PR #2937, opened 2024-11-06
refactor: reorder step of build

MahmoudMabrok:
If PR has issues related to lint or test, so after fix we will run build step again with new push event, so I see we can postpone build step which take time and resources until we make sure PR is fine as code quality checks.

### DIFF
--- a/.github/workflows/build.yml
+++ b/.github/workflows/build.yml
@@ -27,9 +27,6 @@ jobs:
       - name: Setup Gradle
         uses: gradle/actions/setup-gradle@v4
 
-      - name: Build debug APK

■ ■ ■ ■ ■ ■ ■

## WHAT IS REQUIRED
Copy whichever lines of the records above contain the word "step".

## SOLVED PROBLEM
refactor: reorder step of build
If PR has issues related to lint or test, so after fix we will run build step again with new push event, so I see we can postpone build step which take time and resources until we make sure PR is fine as code quality checks.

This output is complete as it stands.